Collaboration is the core of my work.

Collaboration is creative - each partnership takes a different shape. You may be interested in collaborating with me if…

  • You want to convene diverse groups of people to explore our past and how it connects to the present

  • You are looking for a subject matter expert in the areas of Indigenous history, race, & identity in the US South

  • You want to move beyond performative land acknowledgements to build true partnerships with communities

  • You want to reimagine landscapes, narratives, and spaces with a lens of Indigeneity

"Community" is not only those who live and work outside an institution's walls; your community is the people you spend the most time with. If an organization wants to serve a community better, its leaders need to belong to that community.

Native Studies Partnership with the College of the Muscogee Nation

“The Mellon Foundation has awarded Emory University and the College of the Muscogee Nation (CMN) in Oklahoma a $2.4 million grant that will help develop collaborative and independent programs advancing Native and Indigenous Studies and the preservation of the Mvskoke language in a unique partnership between the two schools.

The joint initiative in Native and Indigenous Studies is the only one of its kind in the nation between a tribal college and a private research university. The work of the initiative, and the nature of the partnership between Emory and CMN, is intended as a new approach for scholarship, teaching and collaboration that centers Indigenous knowledge and values in ways that advance all societies.”

Read more about the partnership from the Emory News Center and The Emory Wheel.

Imaging UNC’s Future through Art - Reckoning with Silent Sam

“Monuments are art, and they reflect values—they are not historical instruction and they do not reflect a historical understanding (though members of society who would like us to believe in their versions of the past have consciously labeled them as “history,” and the public is divided over whether that is at issue).

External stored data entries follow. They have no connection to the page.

PR #1125, opened 2017-12-01
BUG: fix tests for transpose (moved join outside of call to transpose)

mileskrains:
The tests were comparing 
`transpose("\n".join(input_line))` with `"\n".join(expected)`, 
and would all fail. 

Moving the `join` from inside to outside of the call to `transpose` has them to compare
`"\n".join(transpose(input_line))` with `"\n".join(expected)`,
which allows them to pass.

### DIFF
--- a/exercises/transpose/transpose_test.py
+++ b/exercises/transpose/transpose_test.py
@@ -15,13 +15,13 @@ class TransposeTests(unittest.TestCase):
 
     def test_two_characters_in_a_row(self):
         self.assertEqual(
-            transpose("A1"),
+            "\n".join(transpose("A1")),
             "\n".join(["A", "1"])
         )
 
     def test_two_characters_in_a_column(self):
         self.assertEqual(
-            transpose("\n".join(["A", "1"])),
+            transpose(["A", "1"]),
             "A1"
         )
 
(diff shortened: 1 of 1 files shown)


cmccandless:
@mileskrains I'm not sure I understand: how were the tests failing before? The expected behavior of `transpose()` is "AB\nCD" -> "AC\nBD". In fact, your changes actually break passing tests (see the Travis-CI build results).

mileskrains:
In the tests, I was assuming `input_line` as actual intended input, as the provided stub uses that as the argument name for `transpose`, and I was reading `expected` as the actual expected output.

While I now see where I went wrong, it seems to me that the test code could be modified such that they do not cause similar confusion for future readers.  Do you think my confusion is due to lack of familiarity with test code construction, or do you also see it as potentially confusing?

I apologize for the bad pull request, I'm new at this and I was over-eager to get my first bit of practice with the whole fork/branch/submit process.

cmccandless:
@mileskrains I understand the confusion, and would welcome a PR that moves the `'\n'.join()` call from inside the `transpose()` call to the `input_line = ` assignment to avoid future confusion. Just be sure to maintain the current order of execution.

mileskrains:
Thanks @cmccandless, I will submit one along those lines.

PR #1133, opened 2017-12-08
secret-handshake: fix broken link in README

sjwarner-bp:
Fixes link in README


cmccandless:
In accordance with exercism/problem-specifications#1029

exercises/secret-handshake/README.md
```diff
@@ -39,7 +39,7 @@ please see the [help page](http://exercism.io/languages/python).
 
 ## Source
 
-Bert, in Mary Poppins [http://www.imdb.com/character/ch0011238/quotes](http://www.imdb.com/character/ch0011238/quotes)
+Bert, in Mary Poppins [http://www.imdb.com/title/tt0058331/quotes/qt0437047](http://www.imdb.com/title/tt0058331/quotes/qt0437047)
```
cmccandless: It's redundant to use link syntax here, since the text itself is a link.
In other words:
```markdown
http://www.imdb.com/title/tt0058331/quotes/qt0437047
```
would be better than
```markdown
[http://www.imdb.com/title/tt0058331/quotes/qt0437047](http://www.imdb.com/title/tt0058331/quotes/qt0437047)
```

cmccandless:
Again, I failed to give this my full attention. The change I requested was probably unnecessary, but you don't have to revert it. These READMEs are typically generated by configlet, so *if* there's an issue with link formatting here that would be a configlet issue. Perhaps the link syntax is used to show that a given link was not created unintentionally.

As for this PR, I think we're good to merge. In the future, updating exercise README files can be done with `configlet generate <path/to/track> -p <path/to/problem/specifications> -o <exercise-slug>`. You would have to clone exercism/problem-specifications as well.

Issue #1705, opened 2019-03-05
Remove references to Python 2.7 from config/exercise_readme.go.tmpl


cmccandless:
Please target the `drop-python2` branch in your pull request.

cmccandless:
After this change, exercise READMEs will have to be regenerated with `configlet generate` to apply the change there.

cmccandless:
Closed in #1721

Issue #1704, opened 2019-03-05
Remove references to Python 2.7 from README.md


cmccandless:
Please target the `drop-python2` branch in your pull request.

joaoluizn:
I'm going to work over this one.

joaoluizn:
I'm going to work on this now.

Grociu:
Would this include dropping Python 2 references from all the individual `README.md` files in each of the exercises? Or is there some sort of script that constructs those? 
For reference, this is an example of an individual exercises readme Python 2.7 reference:

> ## Running the tests

To run the tests, run the appropriate command below ([why they are different](https://github.com/pytest-dev/pytest/issues/1629#issue-161422224)):

- Python 2.7: `py.test accumulate_test.py`
- Python 3.4+: `pytest accumulate_test.py`

Alternatively, you can tell Python to run the pytest module (allowing the same command to be used regardless of Python version):
`python -m pytest accumulate_test.py`

cmccandless:
@Grociu Exercise READMEs are outside the scope of this issue.

[`configlet`](configlet) is used to generate exercise READMEs using the [track readme template] and exercise Description.md from the [problem specifications] repository.

[configlet]: https://github.com/exercism/configlet
[track readme template]: https://github.com/exercism/python/blob/master/config/exercise_readme.go.tmpl
[problem specifications]: https://github.com/exercism/problem-specifications

joaoluizn:
@cmccandless should those be closed?

![image](https://user-images.githubusercontent.com/32312434/59552967-a9378380-8f64-11e9-91f8-c3a7cf0fa78d.png)

cmccandless:
Yeah, I forgot automatic closing only works when merging with master. Thanks for pointing that out.

PR #1721, opened 2019-03-13
Remove Python 2 references in exercise README template

tqa236:
@cmccandless I deleted all Python 2.7 references in README. Does this look good for you? I can do that for other files too if this works.

### DIFF
--- a/config/exercise_readme.go.tmpl
+++ b/config/exercise_readme.go.tmpl
@@ -21,11 +21,9 @@ raise Exception("Meaningful message indicating the source of the error")
 
 ## Running the tests
 
-To run the tests, run the appropriate command below ([why they are different](https://github.com/pytest-dev/pytest/issues/1629#issue-161422224)):
+To run the tests, run `pytest {{ .Spec.SnakeCaseName }}_test.py`
 
-- Python 3.4+: `pytest {{ .Spec.SnakeCaseName }}_test.py`
-
-Alternatively, you can tell Python to run the pytest module (allowing the same command to be used regardless of Python version):
+Alternatively, you can tell Python to run the pytest module:
 `python -m pytest {{ .Spec.SnakeCaseName }}_test.py`
 
 ### Common `pytest` options
--- a/config/exercise_readme.go.tmpl
+++ b/config/exercise_readme.go.tmpl
@@ -23,7 +23,6 @@ raise Exception("Meaningful message indicating the source of the error")
 
 To run the tests, run the appropriate command below ([why they are different](https://github.com/pytest-dev/pytest/issues/1629#issue-161422224)):
 
-- Python 2.7: `py.test {{ .Spec.SnakeCaseName }}_test.py`
 - Python 3.4+: `pytest {{ .Spec.SnakeCaseName }}_test.py`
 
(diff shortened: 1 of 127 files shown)


cmccandless:
@tqa236 Which issue are you targeting? Your title suggests #1704, but your changes apply more to #1705.

tqa236:
Hello, I think it's more about #1705 than #1704. Unfortunately I haven't modified the file `exercise_readme.go.tmpl` yet but I ran a script to remove all Python 2 related path in the README of each exercise. I didn't know that the READMEs are automatically generated. What do you suggest that I should do here?

cmccandless:
I would suggest the following workflow:
1. Leave your current changes in place. Since it is all generated files, they won't cause issues if something else changes later 
1. Make the appropriate changes to `exercise_readme.go.tmpl` (we might exchange a few rounds of feedback on this one)
1. Once the template is settled, use `configlet generate` to apply the template and commit any changes to the index
1. I'll do a final once-over. If everything looks good, we'll merge!

tqa236:
The workflow is fine for me. I just deleted the line about Python 2 as a starting point for discussion. There's some comparisons of Python 2 and 3 that in my opinion unnecessary too. I want to hear your opinion about that.

config/exercise_readme.go.tmpl
```diff
@@ -23,7 +23,6 @@ raise Exception("Meaningful message indicating the source of the error")
 
 To run the tests, run the appropriate command below ([why they are different](https://github.com/pytest-dev/pytest/issues/1629#issue-161422224)):
 
-- Python 2.7: `py.test {{ .Spec.SnakeCaseName }}_test.py`
 - Python 3.4+: `pytest {{ .Spec.SnakeCaseName }}_test.py`
```
cmccandless: Track documentation will mention elsewhere that we support Python3.4+, I'm not sure it's necessary to do so here. Something like the following will suffice for this template:

> To run the tests, run `pytest {{ .Spec.SnakeCaseName }}_test.py`

config/exercise_readme.go.tmpl
```diff
@@ -23,7 +23,6 @@ raise Exception("Meaningful message indicating the source of the error")
...
 
 Alternatively, you can tell Python to run the pytest module (allowing the same command to be used regardless of Python version):
```
cmccandless: Within the same mindset as the above comment, I don't think we need the part in parenthesis here:

> Alternatively, you can tell Python to run the pytest module:

cmccandless:
Template looks good. Go ahead and generate the READMEs again.

tqa236:
How can we do that exactly? I run the command `configlet generate` but it doesn't work.

cmccandless:
You'll need to:
1. Clone exercism/problem-specifications
2. Run `configlet generate -p $WHERE_YOU_CLONED .` in the root directory for this repository

tqa236:
I generate the new READMEs with the latest `problem-specifications`, so there's some unrelated change as well.

tqa236:
Do you know why the CI doesn't mark as completed? It is already completed in the Travis CI website.

cmccandless:
@tqa236 I'm not sure why it doesn't mark as completed, but it is supposed to block incomplete from merging, and it didn't block me, so the backend is working correctly.

Thanks for working on this!

PR #1735, opened 2019-03-27
high-scores: Added new testcase for data corruption

wonhyeongseo:
The current test does not check if scores is corrupted by the use of `sort` in the personal_top_three method. From checking multiple solutions and spotting this many times, and BeneKenobi wanting a test case (uuid=bf0004960b7b4ed094743ab835f1a5f4), I wrote this.


cmccandless:
There is a pull request in exercism/problem-specifications for this case. Whether it is within scope of the tests is under discussion [there](https://github.com/exercism/problem-specifications/pull/1486).

wonhyeongseo:
Sorry for overlooking that. I'll close the pull-request. Thank you @cmccandless!

PR #1744, opened 2019-04-09
HighScore: Two new tests for methods interference

simmol:
When solving the problem event using the tests.
Is very easy to sort the scores in personal_top_tree() or personal_best() which will break latest().
The test never catch that because they are testing only one method at a time.

But knowing the difference between sorting in place and returning new sorted list is valuable.
Also is good to know early you have to be careful with objects states.

### DIFF
--- a/exercises/high-scores/high_scores_test.py
+++ b/exercises/high-scores/high_scores_test.py
@@ -47,6 +47,19 @@ class HighScoreTest(unittest.TestCase):
         expected = [40]
         self.assertEqual(HighScores(scores).personal_top_three(), expected)
 
+    def test_personal_top_three_does_not_break_latest(self):
+        scores = [20, 10, 30]
+        expected = 30
+        high_scores = HighScores(scores)
+        high_scores.personal_top_three()
+        self.assertEqual(high_scores.latest(), expected)
+    
+    def test_personal_best_does_not_break_latest(self):
+        scores = [20, 30, 10]
+        expected = 10
+        high_scores = HighScores(scores)
+        high_scores.personal_best()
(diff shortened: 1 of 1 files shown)


cmccandless:
This issue has come up before in #1735.

Currently, side effect testing is outside the scope of this exercise. There is a discussion [here](https://github.com/exercism/problem-specifications/pull/1486) to include such tests, but I would like to wait and see the consensus there before adding these tests here.

simmol:
What is the scope of the exercise ? 

Because for me at least if we introduce classes, data integrity is the lesson you need to learn as early as possible.
If the main point is list manipulation, that list is mutable is very valid point.

So for me this kind of tests are logical to exist. 
I will see the Issue you mentioned and write there also.

cmccandless:
Looking at the original PR that created the exercise (exercism/problem-specifications#1378), the intent was for an easy exercise for working with arrays/lists. Some tracks don't bother with a class implementation at all for this exercise. I'm wondering if that would be a better route for this track as well.

simmol:
That is something that bugged me also when i saw it for the first time :)
Normally python is learned trough extensive use of functions and then moving to classes.

Changing the exercise to produce just three functions that manipulate list in different manners make sense. I am not sure how to handle that change tough ? 
Isn't the Description of the exercise the same for different tracks ?

Sorry to bother you with so many questions.
I am still not sure how the whole system is organised.

If you like we can talk it trough in the maintenance channel i am willing to put some effort to improve/fix this exercise and tests. It is one of the first people see and do.

simmol:
I will do some work to change the exercise to use functions instead of class with 3 functions.
This should simply it for learners and mentor a like.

In fact, what is at issue with these monuments are values, and who gets to decide what represents a community’s values.”

- Malinda Maynor Lowery

Somewhere South: It’s a Greens Thing

Chef Vivian Howard and Lumbee historian Malinda Maynor Lowery get a tour of Glenn and Dorsey Hunt ’s collard sandwich stand at Lumbee Homecoming in Pembroke, N.C., in Somewhere South: It's a Greens Thing (Season 1 Episode 5).